Every entry below should be printed again exactly as it reads.

### Exercise material

_ _ _

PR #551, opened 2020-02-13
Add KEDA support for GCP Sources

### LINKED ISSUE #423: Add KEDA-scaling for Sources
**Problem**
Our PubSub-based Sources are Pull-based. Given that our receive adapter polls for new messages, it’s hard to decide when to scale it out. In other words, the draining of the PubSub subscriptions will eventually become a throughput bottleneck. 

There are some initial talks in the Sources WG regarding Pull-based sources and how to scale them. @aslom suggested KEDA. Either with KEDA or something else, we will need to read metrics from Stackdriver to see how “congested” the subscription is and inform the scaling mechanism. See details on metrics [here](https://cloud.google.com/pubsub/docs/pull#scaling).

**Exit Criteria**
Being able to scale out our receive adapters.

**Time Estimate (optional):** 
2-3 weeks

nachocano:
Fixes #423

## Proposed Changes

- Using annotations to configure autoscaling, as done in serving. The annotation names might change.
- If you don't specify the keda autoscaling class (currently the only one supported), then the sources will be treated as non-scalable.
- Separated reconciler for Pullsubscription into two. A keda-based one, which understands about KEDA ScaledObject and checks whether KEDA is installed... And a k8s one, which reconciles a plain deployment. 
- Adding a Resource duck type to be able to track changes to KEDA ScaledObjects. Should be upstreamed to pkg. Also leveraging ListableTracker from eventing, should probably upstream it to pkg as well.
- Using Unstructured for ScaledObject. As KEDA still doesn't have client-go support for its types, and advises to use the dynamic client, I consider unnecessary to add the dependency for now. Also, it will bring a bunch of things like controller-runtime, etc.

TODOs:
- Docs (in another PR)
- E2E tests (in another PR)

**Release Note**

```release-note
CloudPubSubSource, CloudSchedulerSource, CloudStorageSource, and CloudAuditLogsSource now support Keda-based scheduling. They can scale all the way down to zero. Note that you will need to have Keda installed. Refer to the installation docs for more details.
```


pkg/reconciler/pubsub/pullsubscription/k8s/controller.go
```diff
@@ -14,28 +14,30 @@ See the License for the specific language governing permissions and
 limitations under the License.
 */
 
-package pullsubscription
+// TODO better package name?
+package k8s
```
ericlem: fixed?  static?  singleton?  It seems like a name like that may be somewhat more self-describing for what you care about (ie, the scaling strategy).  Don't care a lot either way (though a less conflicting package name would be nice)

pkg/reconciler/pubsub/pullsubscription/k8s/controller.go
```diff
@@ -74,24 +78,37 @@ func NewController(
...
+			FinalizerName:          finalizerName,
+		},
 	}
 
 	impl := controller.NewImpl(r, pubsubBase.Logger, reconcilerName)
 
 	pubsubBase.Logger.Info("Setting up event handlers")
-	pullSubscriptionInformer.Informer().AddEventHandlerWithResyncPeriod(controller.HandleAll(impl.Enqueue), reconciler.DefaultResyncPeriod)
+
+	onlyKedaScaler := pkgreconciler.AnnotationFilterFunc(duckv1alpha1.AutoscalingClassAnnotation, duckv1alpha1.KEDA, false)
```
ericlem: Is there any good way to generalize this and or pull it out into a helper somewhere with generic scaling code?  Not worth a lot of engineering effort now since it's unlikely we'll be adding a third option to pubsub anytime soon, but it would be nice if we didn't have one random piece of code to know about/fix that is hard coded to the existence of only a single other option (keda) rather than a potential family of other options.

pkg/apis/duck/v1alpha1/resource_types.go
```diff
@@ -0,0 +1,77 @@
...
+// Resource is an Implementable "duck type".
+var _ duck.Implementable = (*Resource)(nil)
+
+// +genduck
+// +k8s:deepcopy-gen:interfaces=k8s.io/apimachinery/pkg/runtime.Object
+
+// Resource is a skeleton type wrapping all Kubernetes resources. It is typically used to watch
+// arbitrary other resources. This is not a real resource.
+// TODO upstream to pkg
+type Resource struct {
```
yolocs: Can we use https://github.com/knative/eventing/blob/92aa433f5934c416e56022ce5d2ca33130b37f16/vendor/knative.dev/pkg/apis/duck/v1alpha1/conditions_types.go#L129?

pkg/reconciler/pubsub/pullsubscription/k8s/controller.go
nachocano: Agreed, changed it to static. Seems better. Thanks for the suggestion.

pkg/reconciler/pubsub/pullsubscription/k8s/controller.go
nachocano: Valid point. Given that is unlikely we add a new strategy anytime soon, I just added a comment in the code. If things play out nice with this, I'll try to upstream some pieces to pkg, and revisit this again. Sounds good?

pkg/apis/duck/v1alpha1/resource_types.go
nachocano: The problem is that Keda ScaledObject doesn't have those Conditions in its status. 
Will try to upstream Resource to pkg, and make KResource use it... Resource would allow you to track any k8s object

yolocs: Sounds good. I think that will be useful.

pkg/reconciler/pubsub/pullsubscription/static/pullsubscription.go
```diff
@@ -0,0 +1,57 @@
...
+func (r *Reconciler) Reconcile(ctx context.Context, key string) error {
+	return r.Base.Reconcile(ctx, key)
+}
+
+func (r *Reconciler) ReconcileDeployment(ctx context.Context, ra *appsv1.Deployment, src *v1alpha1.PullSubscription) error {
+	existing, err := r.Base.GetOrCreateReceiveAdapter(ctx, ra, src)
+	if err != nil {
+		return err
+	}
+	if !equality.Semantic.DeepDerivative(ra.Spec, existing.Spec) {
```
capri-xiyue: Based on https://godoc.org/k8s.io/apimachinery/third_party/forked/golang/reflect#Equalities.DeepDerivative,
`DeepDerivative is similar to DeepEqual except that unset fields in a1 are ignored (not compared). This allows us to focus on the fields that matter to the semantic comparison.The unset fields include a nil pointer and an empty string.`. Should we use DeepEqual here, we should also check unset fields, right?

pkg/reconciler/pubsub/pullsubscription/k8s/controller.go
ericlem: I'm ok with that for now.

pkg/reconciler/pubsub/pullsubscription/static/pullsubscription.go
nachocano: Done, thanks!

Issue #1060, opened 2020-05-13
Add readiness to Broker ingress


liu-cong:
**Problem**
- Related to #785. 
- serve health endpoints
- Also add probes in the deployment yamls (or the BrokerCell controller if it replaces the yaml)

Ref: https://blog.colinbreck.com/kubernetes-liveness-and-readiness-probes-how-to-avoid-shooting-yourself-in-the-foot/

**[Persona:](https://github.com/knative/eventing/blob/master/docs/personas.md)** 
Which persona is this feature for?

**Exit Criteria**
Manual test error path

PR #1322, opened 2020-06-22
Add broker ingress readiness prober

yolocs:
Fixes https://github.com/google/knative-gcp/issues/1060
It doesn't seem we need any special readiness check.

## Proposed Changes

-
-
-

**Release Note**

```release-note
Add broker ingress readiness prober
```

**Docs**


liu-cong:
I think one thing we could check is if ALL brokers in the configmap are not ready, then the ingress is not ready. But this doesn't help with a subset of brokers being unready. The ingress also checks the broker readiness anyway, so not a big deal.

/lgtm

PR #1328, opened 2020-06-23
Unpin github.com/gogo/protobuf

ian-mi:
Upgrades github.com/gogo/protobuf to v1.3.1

_ _ _

### Answer space
PR #551, opened 2020-02-13
Add KEDA support for GCP Sources

### LINKED ISSUE #423: Add KEDA-scaling for Sources
**Problem**
Our PubSub-based Sources are Pull-based. Given that our receive adapter polls for new messages, it’s hard to decide when to scale it out. In other words, the draining of the PubSub subscriptions will eventually become a throughput bottleneck. 

There are some initial talks in the Sources WG regarding Pull-based sources and how to scale them. @aslom suggested KEDA. Either with KEDA or something else, we will need to read metrics from Stackdriver to see how “congested” the subscription is and inform the scaling mechanism. See details on metrics [here](https://cloud.google.com/pubsub/docs/pull#scaling).

**Exit Criteria**
Being able to scale out our receive adapters.

**Time Estimate (optional):** 
2-3 weeks

nachocano:
Fixes #423

## Proposed Changes

- Using annotations to configure autoscaling, as done in serving. The annotation names might change.
- If you don't specify the keda autoscaling class (currently the only one supported), then the sources will be treated as non-scalable.
- Separated reconciler for Pullsubscription into two. A keda-based one, which understands about KEDA ScaledObject and checks whether KEDA is installed... And a k8s one, which reconciles a plain deployment. 
- Adding a Resource duck type to be able to track changes to KEDA ScaledObjects. Should be upstreamed to pkg. Also leveraging ListableTracker from eventing, should probably upstream it to pkg as well.
- Using Unstructured for ScaledObject. As KEDA still doesn't have client-go support for its types, and advises to use the dynamic client, I consider unnecessary to add the dependency for now. Also, it will bring a bunch of things like controller-runtime, etc.

TODOs:
- Docs (in another PR)
- E2E tests (in another PR)

**Release Note**

```release-note
CloudPubSubSource, CloudSchedulerSource, CloudStorageSource, and CloudAuditLogsSource now support Keda-based scheduling. They can scale all the way down to zero. Note that you will need to have Keda installed. Refer to the installation docs for more details.
```


pkg/reconciler/pubsub/pullsubscription/k8s/controller.go
```diff
@@ -14,28 +14,30 @@ See the License for the specific language governing permissions and
 limitations under the License.
 */
 
-package pullsubscription
+// TODO better package name?
+package k8s
```
ericlem: fixed?  static?  singleton?  It seems like a name like that may be somewhat more self-describing for what you care about (ie, the scaling strategy).  Don't care a lot either way (though a less conflicting package name would be nice)

pkg/reconciler/pubsub/pullsubscription/k8s/controller.go
```diff
@@ -74,24 +78,37 @@ func NewController(
...
+			FinalizerName:          finalizerName,
+		},
 	}
 
 	impl := controller.NewImpl(r, pubsubBase.Logger, reconcilerName)
 
 	pubsubBase.Logger.Info("Setting up event handlers")
-	pullSubscriptionInformer.Informer().AddEventHandlerWithResyncPeriod(controller.HandleAll(impl.Enqueue), reconciler.DefaultResyncPeriod)
+
+	onlyKedaScaler := pkgreconciler.AnnotationFilterFunc(duckv1alpha1.AutoscalingClassAnnotation, duckv1alpha1.KEDA, false)
```
ericlem: Is there any good way to generalize this and or pull it out into a helper somewhere with generic scaling code?  Not worth a lot of engineering effort now since it's unlikely we'll be adding a third option to pubsub anytime soon, but it would be nice if we didn't have one random piece of code to know about/fix that is hard coded to the existence of only a single other option (keda) rather than a potential family of other options.

pkg/apis/duck/v1alpha1/resource_types.go
```diff
@@ -0,0 +1,77 @@
...
+// Resource is an Implementable "duck type".
+var _ duck.Implementable = (*Resource)(nil)
+
+// +genduck
+// +k8s:deepcopy-gen:interfaces=k8s.io/apimachinery/pkg/runtime.Object
+
+// Resource is a skeleton type wrapping all Kubernetes resources. It is typically used to watch
+// arbitrary other resources. This is not a real resource.
+// TODO upstream to pkg
+type Resource struct {
```
yolocs: Can we use https://github.com/knative/eventing/blob/92aa433f5934c416e56022ce5d2ca33130b37f16/vendor/knative.dev/pkg/apis/duck/v1alpha1/conditions_types.go#L129?

pkg/reconciler/pubsub/pullsubscription/k8s/controller.go
nachocano: Agreed, changed it to static. Seems better. Thanks for the suggestion.

pkg/reconciler/pubsub/pullsubscription/k8s/controller.go
nachocano: Valid point. Given that is unlikely we add a new strategy anytime soon, I just added a comment in the code. If things play out nice with this, I'll try to upstream some pieces to pkg, and revisit this again. Sounds good?

pkg/apis/duck/v1alpha1/resource_types.go
nachocano: The problem is that Keda ScaledObject doesn't have those Conditions in its status. 
Will try to upstream Resource to pkg, and make KResource use it... Resource would allow you to track any k8s object

yolocs: Sounds good. I think that will be useful.

pkg/reconciler/pubsub/pullsubscription/static/pullsubscription.go
```diff
@@ -0,0 +1,57 @@
...
+func (r *Reconciler) Reconcile(ctx context.Context, key string) error {
+	return r.Base.Reconcile(ctx, key)
+}
+
+func (r *Reconciler) ReconcileDeployment(ctx context.Context, ra *appsv1.Deployment, src *v1alpha1.PullSubscription) error {
+	existing, err := r.Base.GetOrCreateReceiveAdapter(ctx, ra, src)
+	if err != nil {
+		return err
+	}
+	if !equality.Semantic.DeepDerivative(ra.Spec, existing.Spec) {
```
capri-xiyue: Based on https://godoc.org/k8s.io/apimachinery/third_party/forked/golang/reflect#Equalities.DeepDerivative,
`DeepDerivative is similar to DeepEqual except that unset fields in a1 are ignored (not compared). This allows us to focus on the fields that matter to the semantic comparison.The unset fields include a nil pointer and an empty string.`. Should we use DeepEqual here, we should also check unset fields, right?

pkg/reconciler/pubsub/pullsubscription/k8s/controller.go
ericlem: I'm ok with that for now.

pkg/reconciler/pubsub/pullsubscription/static/pullsubscription.go
nachocano: Done, thanks!

Issue #1060, opened 2020-05-13
Add readiness to Broker ingress


liu-cong:
**Problem**
- Related to #785. 
- serve health endpoints
- Also add probes in the deployment yamls (or the BrokerCell controller if it replaces the yaml)

Ref: https://blog.colinbreck.com/kubernetes-liveness-and-readiness-probes-how-to-avoid-shooting-yourself-in-the-foot/

**[Persona:](https://github.com/knative/eventing/blob/master/docs/personas.md)** 
Which persona is this feature for?

**Exit Criteria**
Manual test error path

PR #1322, opened 2020-06-22
Add broker ingress readiness prober

yolocs:
Fixes https://github.com/google/knative-gcp/issues/1060
It doesn't seem we need any special readiness check.

## Proposed Changes

-
-
-

**Release Note**

```release-note
Add broker ingress readiness prober
```

**Docs**


liu-cong:
I think one thing we could check is if ALL brokers in the configmap are not ready, then the ingress is not ready. But this doesn't help with a subset of brokers being unready. The ingress also checks the broker readiness anyway, so not a big deal.

/lgtm

PR #1328, opened 2020-06-23
Unpin github.com/gogo/protobuf

ian-mi:
Upgrades github.com/gogo/protobuf to v1.3.1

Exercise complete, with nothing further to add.